アルファミュージックの創立50周年プロジェクト「ALFA50」のサイトに掲載されていた文章です。全世界配信が始まったアーティストとその作品について解説した「2020年7月の推薦盤」。サイトのリニューアルによって読めなくなってしまったので、こちらに転載します。

Text:真鍋新一

 アルファミュージックの創立50周年を記念したプロジェクト「ALFA50」の一環となる音源の全世界配信。7月の第4弾でも引き続き、日本のニューミュージック、シティポップを振り返るうえで重要な作品がストリーミングに登場する。今回は山本達彦桐ヶ谷仁成田賢の3人の作品に加え、朝比奈マリア滝沢洋一がそれぞれ残した唯一のアルバム、そしてある世代にとってアルファ関連作が再評価されるきっかけになったとも言える名コンピレーション『ソフトロック・ドライヴィン * 美しい星』をご紹介したい。

山本達彦

 山本達彦は1954年、東京・新宿生まれ。小学2年生の時に現在の「東京少年少女合唱団」に参加し、親善公演で渡米した際には『エド・サリヴァン・ショー』に出演。これは伝説となったビートルズの出演回からわずか2ヶ月後にあたる。高校時代に同級生の渡辺香津美らとともに本格的に音楽活動を始め、成蹊大学在学中に結成したバンド「オレンジ」が、愛川欽也とかまやつひろしが司会を務めるオーディション番組『キンキン&ムッシュのザ・チャレンジ!!』でチャンピオンとなりデビュー。かまやつのバックバンドとしても活動し、「ワンステップ・フェスティバル」のステージではムッシュの名曲をハード・ロックなアレンジで蘇らせた。

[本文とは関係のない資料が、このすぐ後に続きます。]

PR #4482, opened 2022-03-22
[18] Update versions page

rickhanlonii:
## Overview

Updates the versions page to call out the link to React 17.

Also removes the old broken documentation links until we figure out what to do with them.

## Screen
Screen Shot 2022-03-22 at 1 57 43 PM

### DIFF
--- a/content/versions.yml
+++ b/content/versions.yml
@@ -2,6 +2,7 @@
   changelog: https://github.com/facebook/react/blob/main/CHANGELOG.md
 - title: '17.0.2'
   changelog: https://github.com/facebook/react/blob/main/CHANGELOG.md#1702-march-22-2021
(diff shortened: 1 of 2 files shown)


slorber:
@rickhanlonii did these links go offline without notice? I'm facing this problem on the Docusaurus versioning page: https://github.com/facebook/docusaurus/issues/8634
It seems we wrongly assumed those links will stay online forever? 😅 

Didn't Netlify provide any solution to restore them? 
Did users complain of the inability to access older docs versions?

Looking for an eventual new solution because these deployment permalinks were the suggestion I made to a few Facebook sites (including Jest and React-Native) to "archive" a docs version forever, but apparently it's not very reliable 😓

 バンドの解散と大学の卒業を経て1978年にアルファミュージックと契約し、シングル「突風〜サドゥン・ウインド」で、シンガーソングライターとしてソロデビュー。ピアノを弾き語るエレガントな魅力も相まって「シティポップの貴公子」の異名で現在も根強い人気を誇っている。「ある日 この夏〜TWO WAY SUMMER」(コーセー化粧品)、「MY MARINE MARILIN」(JAL)など、CMとのタイアップでヒットした楽曲も多い。

 今回の配信ラインナップにはデビュー・アルバム『Sudden Wind』からの初期3枚に加え、東芝EMI/イーストワールド時代を挟んで再びアルファに返り咲いた1990年の『NEXT』から94年の『貿易風 TRDE WIND-』までの作品群も含まれている。長らく再発もないまま廃盤状態になっていた作品もあり、この機会にぜひ聴いていただきたい。

『メモリアル・レイン』

 1980年に日本フォノグラムのフィリップス・レーベルからリリースされたセカンド・アルバム。全曲を自らの作曲と伊達歩(=伊集院静)の作詞で統一し、物静かなSSWのイメージを押し出したデビュー作とはうって変わり、カヴァー曲あり、共作ありのバラエティに富んだ仕上がり。かまやつひろしのアルバム『ウォーク・アゲイン』に提供した「ストレンジャー」(作詞:嶋田富士彦)に松本隆が新たに詞をつけて改題した「ミスティー・レディー」に始まり、ボサノヴァ・アレンジが気持ち良い「夢は波に乗って」、バリー・マニロウのカバー「サンライズ」(日本語詞は伊達歩)、村松邦男との共作「バイ・バイ・マイ・ラブ」、山本自身のアレンジでラグタイム風のイントロからおしゃれに展開する「ペイパー・ムーンの気分で」など聴きどころの連続だ。坂田晃一が作曲したドラマ主題歌「アゲイン」とともにボーナストラックとして収録された「メモリアル・レイン」のシングル・ヴァージョンは松任谷正隆がアレンジした別テイクで、曲の構成もまったく異なる。

桐ヶ谷仁

 桐ヶ谷仁は1955年、東京生まれ。1976年からヤマハのポピュラーソング・コンテスト(ポプコン)の制作スタッフとして、応募作品のアレンジやプロデュースを務めたのち、自身で書きためていた曲を記念にレコード化しようとデモテープを各方面に送っていたところを有賀恒夫の目に留まり、アルファの男性ソロ・アーティストの契約第1号となった。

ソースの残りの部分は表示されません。